Keith Ansell Pearson pursues the continuous time approach using the arguments of Bergson and Deleuze. This approach does allow the discovery of duration within personal time as well as allowing a combined heterogenous continuity as Bergson describes it. This is a very difficult idea to conceptualise as concepts eventually become fixed in some way and such an idea must remain a process. The intellect is not designed to think process but rather static structures or movements which may be separated into a set of static structures. He also goes on to deconstruct Daniel Dennett's argument for a form of natural selection which is fully mechanistic but also wholly algorithmic in its function. He shows that Dennett's arguments are in fact as metaphysical as any of his opponents.

John Cramer also approaches the problem of time within a scientific viewpoint, that is through the ideas of quantum mechanics and general relativity. He attempts to arrive at the concept of the arrow of time, i.e. why time only runs in one direction, this allows him the possibility of a non-deterministic form of time so that freedom is still possible within it.

David Webb, discusses in some detail the ideas of Bachelard, Levinas and Lucretius about time. He in fact does a much better job of expressing the essence of Bachelard's ideas on time than Bachelard did in the earlier essay. Whereas Bachelard did not actually describe his own view in any detail Webb does. This leads one to truly appreciate the subtlety of Bachelard's ideas on time and how the instant can be used to construct it faithfully.

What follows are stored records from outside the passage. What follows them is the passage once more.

PR #1097, opened 2022-04-06
Transformer CDK: solving cdk new destination onboarding problem

shrouti1507:
## Description of the change

Previously, only old destinations were being onboarded to CDK. While onboarding new destinations the file path was not matching with new cdk format.

## Type of change
- [x] Bug fix (non-breaking change that fixes an issue)
- [ ] New feature (non-breaking change that adds functionality)
- [ ] Breaking change (fix or feature that would cause existing functionality to not work as expected)

## Related issues

> Fix [#1]() 

### Development

- [ ] Lint rules pass locally
- [ ] The code changed/added as part of this pull request has been covered with tests
- [ ] All tests related to the changed code pass in development

### Code review 

- [ ]  This pull request has a descriptive title and information useful to a reviewer. There may be a screenshot or screencast attached
- [ ] "Ready for review" label attached to the PR and reviewers mentioned in a comment
- [ ] Changes have been reviewed by at least one other engineer
- [ ] Issue from task tracker has a link to this pull request

PR #1102, opened 2022-04-07
feature(new integration):DCM cloud mode Integration onboarding

akashrpo:
## Description of the change

> DCM cloud mode Integration onboarding
   This integration uses CDK to transform the events

## Type of change

## Related issues

> Fix [#1](This PR has a dependency on https://github.com/rudderlabs/rudder-transformer/pull/1097) 

### Development

- [ ] Lint rules pass locally

### Code review 


cdk/dcm_floodlight/mapping/track.yaml
```diff
@@ -0,0 +1,15 @@
+- destKey: dc_rdid
+  sourceKeys: context.device.advertisingId
+  required: true
+
+- destKey: ord
+  sourceKeys: properties.orderId
+  required: false
+
+- destKey: qty
+  sourceKeys: properties.quantity
```
utsabc, line 10: In other place it is also calculated from the sum of products array, anyway we can try that?

cdk/dcm_floodlight/mapping/track.yaml
```diff
@@ -0,0 +1,15 @@
+- destKey: dc_rdid
+  sourceKeys: context.device.advertisingId
+  required: true
+
+- destKey: ord
+  sourceKeys: properties.orderId
```
utsabc, line 6:
```suggestion
  sourceKeys: properties.orderId, properties.order_id
```

cdk/dcm_floodlight/mapping/track.yaml
```diff
@@ -0,0 +1,15 @@
...
+  required: false
+
+- destKey: qty
+  sourceKeys: properties.quantity
+  required: false
+
```
utsabc, line 12: We are missing `u$`

cdk/dcm_floodlight/transform.js
```diff
@@ -0,0 +1,136 @@
...
+
+function trackPostMapper(input, mappedPayload, rudderContext) {
+  const { message, destination } = input;
+  const { advertiserId, conversionEvents } = destination.Config;
+  let { activityTag, groupTag } = destination.Config;
+
+  const baseEndpoint = "https://ad.doubleclick.net/ddm/activity/";
+
+  let event = getValueFromMessage(message, "event");
+  if (!event) {
```
utsabc, line 59:
```suggestion
  if (!isEmpty(event)) {
```

cdk/dcm_floodlight/transform.js
```diff
@@ -0,0 +1,136 @@
...
+    throw new CustomError(
+      "[DCM Floodlight]:: event is required for track call",
+      400
+    );
+  }
+
+  let customFloodlightVariable;
```
utsabc, line 66: Lets do the variable declarations at the beginning of the function makes code easy to read

cdk/dcm_floodlight/transform.js
```diff
@@ -0,0 +1,136 @@
...
+  if (!salesTag) {
+    // for counter tag
+    mappedPayload.ord = get(message, "messageId");
+    delete mappedPayload.qty;
+    delete mappedPayload.cost;
+  }
+
+  const integrationsObj = getIntegrationsObj(message, "dcm_floodlight");
+  if (isDefinedAndNotNull(integrationsObj.COPPA)) {
+    mappedPayload.tag_for_child_directed_treatment = isValidFlag(
```
utsabc, line 103: Please provide some inline documentation on how this would be present in integrations object. Also ddm api ref

cdk/dcm_floodlight/transform.js
```diff
@@ -0,0 +1,136 @@
...
+      "COPPA",
+      integrationsObj.COPPA
+    );
+  }
+
+  if (isDefinedAndNotNull(integrationsObj.GDPR)) {
```
utsabc, line 109: Please add ddm api ref here

cdk/dcm_floodlight/transform.js
```diff
@@ -0,0 +1,136 @@
...
+    mappedPayload.tfua = isValidFlag("GDPR", integrationsObj.GDPR);
+  }
+
+  if (isDefinedAndNotNull(integrationsObj.npa)) {
+    mappedPayload.npa = isValidFlag("npa", integrationsObj.npa);
```
utsabc, line 114: Please add ddm api ref here

cdk/dcm_floodlight/transform.js
```diff
@@ -0,0 +1,136 @@
...
+  }
+
+  mappedPayload.dc_lat = get(message, "context.device.adTrackingEnabled");
+  if (isDefinedAndNotNull(mappedPayload.dc_lat)) {
+    mappedPayload.dc_lat = isValidFlag("dc_lat", mappedPayload.dc_lat);
+  }
```
utsabc, line 120: This part is bit confusing
- Why are we not using mapping.yml to map this 
- Seems like we are using isValidFlag quite a few time if multikey map is available lets use that let not go back and forth after cdk updates

cdk/dcm_floodlight/transform.js
```diff
@@ -0,0 +1,136 @@
...
+    customFloodlightVariable
+  );
+
+  rudderContext.endpoint = appendProperties(baseEndpoint, mappedPayload);
+  rudderContext.endpoint = appendProperties(
+    rudderContext.endpoint,
+    customFloodlightVariable
+  ).slice(0, -1);
+
+  return {};
```
utsabc, line 133: Lets use cdk help here, get call if we could avoid returning empty json

cdk/dcm_floodlight/transform.js
```diff
@@ -0,0 +1,136 @@
...
+  mappedPayload = removeUndefinedAndNullValues(mappedPayload);
+  customFloodlightVariable = removeUndefinedAndNullValues(
+    customFloodlightVariable
+  );
+
+  rudderContext.endpoint = appendProperties(baseEndpoint, mappedPayload);
+  rudderContext.endpoint = appendProperties(
+    rudderContext.endpoint,
+    customFloodlightVariable
+  ).slice(0, -1);
```
utsabc, line 131:
```suggestion
  const dcmEndpoint = appendProperties(baseEndpoint, mappedPayload);
  dcmEndpoint = appendProperties(
    dcmEndpoint,
    customFloodlightVariable
  ).slice(0, -1);
  
  rudderContext.endpoint = dcmEndpoint;
```
Lets not pass reference of rudderContext rather use temp variables

utsabc (changes requested):

cdk/dcm_floodlight/mapping/track.yaml
akashrpo: added support for snake case

cdk/dcm_floodlight/transform.js
akashrpo: `getValueFromMessage()` takes care of this

cdk/dcm_floodlight/transform.js
akashrpo: Done

cdk/dcm_floodlight/transform.js
akashrpo: Added comment

cdk/dcm_floodlight/transform.js
akashrpo: Added above

cdk/dcm_floodlight/transform.js
akashrpo: Added above

cdk/dcm_floodlight/transform.js
akashrpo: CDK doesn't yet support this and it requires a patch update which is being worked on.

cdk/dcm_floodlight/transform.js
akashrpo: We can do so after CDK patch fix

cdk/dcm_floodlight/mapping/track.yaml
akashrpo: DCM simply requires quantity value

cdk/dcm_floodlight/mapping/track.yaml
```diff
@@ -9,7 +9,7 @@
   required: false
 
 - destKey: qty
-  sourceKeys: properties.quantity
+  sourceKeys: properties.products
```
utsabc, line 12: No lets keep it `peoperties.quantity` here

cdk/dcm_floodlight/transform.js
```diff
@@ -91,7 +91,17 @@ function trackPostMapper(input, mappedPayload, rudderContext) {
     ...mappedPayload
   };
 
-  if (!salesTag) {
+  if (salesTag) {
```
utsabc, line 94: Here if the `products` array is present then override the `mappedPayload.qty` with  quantity calculated from number of products

saikumarrs (approved):
LGTM

cdk/dcm_floodlight/transform.js
```diff
@@ -0,0 +1,171 @@
...
+          if (product.quantity) {
+            return accumulator + product.quantity;
+          }
+          return accumulator;
+        }, 0);
+        if (quantities) {
+          mappedPayload.qty = quantities;
+        }
+      }
+    }
```
utsabc, line 123:
```suggestion
  const products = get(message, "properties.products");
  if (!isEmpty(products) && Array.isArray(products)) {
    const quantities = products.reduce((accumulator, product) => {
      if (product.quantity) {
        return accumulator + product.quantity;
      }
      return accumulator;
    }, 0);
    if (quantities) {
      mappedPayload.qty = quantities;
    }
  }
```

cdk/dcm_floodlight/transform.js
```diff
@@ -0,0 +1,171 @@
...
+      400
+    );
+  }
+  rudderContext.userAgent = userAgent;
+
+  // find conversion event
+  // some() stops execution if at least one condition is passed and returns bool
+  event = event.trim().toLowerCase();
+  const conversionEventFound = conversionEvents.some(conversionEvent => {
+    if (conversionEvent.eventName.trim().toLowerCase() === event) {
```
utsabc, line 81:
```suggestion
    if (get(conversionEvent, "eventName") === event.trim().toLowerCase() ) {
```
We are already securing event above with defined check

cdk/dcm_floodlight/transform.js
```diff
@@ -0,0 +1,171 @@
...
+      "[DCM Floodlight]:: userAgent is required for track call",
+      400
+    );
+  }
+  rudderContext.userAgent = userAgent;
+
+  // find conversion event
+  // some() stops execution if at least one condition is passed and returns bool
+  event = event.trim().toLowerCase();
+  const conversionEventFound = conversionEvents.some(conversionEvent => {
```
utsabc, line 80:
```suggestion
  const conversionEventFound = conversionEvents.some(conversionEvent => {
  if(conversionEvent) { ..
```
If conversionEvent exisits do the nextsteps, 
`conversionEvents = [undefined, null, etc]`
This can be a possibility considering control plane as black box

cdk/dcm_floodlight/transform.js
```diff
@@ -0,0 +1,171 @@
...
+    if (conversionEvent.eventName.trim().toLowerCase() === event) {
+      if (
+        !isEmpty(conversionEvent.floodlightActivityTag) &&
```
utsabc, line 83: Use `get` insted of [dot]

cdk/dcm_floodlight/transform.js
```diff
@@ -0,0 +1,171 @@
...
+
+  return endpoint;
+}
+
+// transform webapp dynamicForm custom floodlight variable
+// into {u1: value, u2: value, ...}
+function transformCustomVariable(customFloodlightVariable) {
+  const customVariable = {};
+  customFloodlightVariable.forEach(item => {
+    if (!isEmpty(item.from) && !isEmpty(item.to)) {
```
utsabc, line 25: Check validity of item before accessing its propery

cdk/dcm_floodlight/transform.js
```diff
@@ -0,0 +1,171 @@
...
+        `u${item.from.trim().replace(/u/g, "")}`
+      ] = `[${item.to.trim()}]`;
+    }
+  });
+
+  return customVariable;
+}
+
+// valid flag should be provided [1|true] or [0|false]
+function isValidFlag(key, value) {
```
utsabc, line 37: We should consider value as undefined case

cdk/dcm_floodlight/transform.js
```diff
@@ -0,0 +1,171 @@
...
+    mappedPayload.ord = get(message, "messageId");
+    delete mappedPayload.qty;
+    delete mappedPayload.cost;
+  }
+
+  // COPPA, GDPR, npa must be provided inside integration object ("DCM FLoodlight")
+  // Ref - https://support.google.com/displayvideo/answer/6040012?hl=en
+  const integrationsObj = getIntegrationsObj(message, "dcm_floodlight");
+  if (integrationsObj) {
+    if (isDefinedAndNotNull(integrationsObj.COPPA)) {
```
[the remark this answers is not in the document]
akashrpo: we already have its check above

cdk/dcm_floodlight/transform.js
akashrpo: if the `item` is not present then forEach simply won't traverse

cdk/dcm_floodlight/transform.js
akashrpo: If you check the condition before calling this function it has been handled. We don't require to double-check it.

cdk/dcm_floodlight/transform.js
akashrpo: get seems to be an overkill to access only 1st level properties.

cdk/dcm_floodlight/transform.js
akashrpo: `some` won't traverse if a particular conversion event does not exist.

cdk/dcm_floodlight/transform.js
akashrpo: We do not need `get` for 1st level children and we should keep the previous logic as it trims and lowercases the receiving events from the web app to bring it in common ground.

utsabc: We should consider the scenario `conversionEvent` being undefined its very well possible as we are using dynamic form

cdk/dcm_floodlight/transform.js
utsabc: Screenshot 2022-04-13 at 1 52 09 PM
Seeing its iteration actually

cdk/dcm_floodlight/transform.js
akashrpo: If we check webapp code for dynamicForm it can never be undefined

cdk/dcm_floodlight/transform.js
utsabc: Ok but we should validate that `conversionEvent` is defined

cdk/dcm_floodlight/transform.js
utsabc: Tested like some its `traversing`

cdk/dcm_floodlight/transform.js
utsabc: Agreed i we have a check before the function call on what we are passing as value is valid its redundant code

cdk/dcm_floodlight/transform.js
akashrpo: dynamicCustomForm takes care of this

cdk/dcm_floodlight/transform.js
akashrpo: dynamicForm values are always defined

cdk/dcm_floodlight/transform.js
akashrpo: same description applies here as stated above

utsabc: The point I am trying to make is lets treat configs as black box because in future people will be using teraform or some other tools where the configs might not be valid and then we will have to revisit this. Better to make the code resilient rather and depending on correctness of other services. We already have seen such issues in past

cdk/dcm_floodlight/transform.js
utsabc: Same point as below

cdk/dcm_floodlight/transform.js
```diff
@@ -78,7 +78,10 @@ function trackPostMapper(input, mappedPayload, rudderContext) {
   // some() stops execution if at least one condition is passed and returns bool
   event = event.trim().toLowerCase();
   const conversionEventFound = conversionEvents.some(conversionEvent => {
-    if (conversionEvent.eventName.trim().toLowerCase() === event) {
+    if (
+      conversionEvent &&
+      conversionEvent.eventName.trim().toLowerCase() === event
```
utsabc, line 83:
```suggestion
      conversionEvent &&
      conversionEvent.eventName &&
      conversionEvent.eventName.trim().toLowerCase() === event
```

utsabc (approved):

ItsSudip (approved):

Dean Driebe, approaches the concept of time from a scientist's perspective, notably through the ideas of irreversibility and some of the work of Prigogine in this field, especially how random motions and probability allow the expression of entropy from a statistical perspective of atomic particles. The essay by David Wood, however, completely escapes me. I mean that I cannot discern his meaning or the objective of it. This maybe for other readers to discover.

All in all, a good introduction to what the idea of time means to both philosophers and scientists.